**Exercise:** Report, as a bare number, how many lines of the material below contain the word "component".

**Supplied data:**
####
PR #438, opened 2018-02-16
fix(icons): Updated delete and plus icons to use private icon component

tgdev:
The Delete and Plus icon components were not using the base Icon component and therefore not inheriting the root icon styles.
####
**Solved problem:** 2